SUPPLIED ENTRIES ::
Segment Open
PR #5009, opened 2025-02-18
Automatically generate rest-api.yml and scopes.md using pre-commit

manics:
This avoids needing to manually run `generate-scope-table.py`.

If this works `pre-commit.ci` should automatically push a commit to this PR after it's opened as I deliberately didn't run pre-commit.


minrk:
Nice!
Segment Closed
PROBLEM TO WORK ON ::
Write out again, unchanged, every line from the line containing "This avoids needing" to the final line of the material above.

OUTPUT OF THE TASK ::
This avoids needing to manually run `generate-scope-table.py`.

If this works `pre-commit.ci` should automatically push a commit to this PR after it's opened as I deliberately didn't run pre-commit.


minrk:
Nice!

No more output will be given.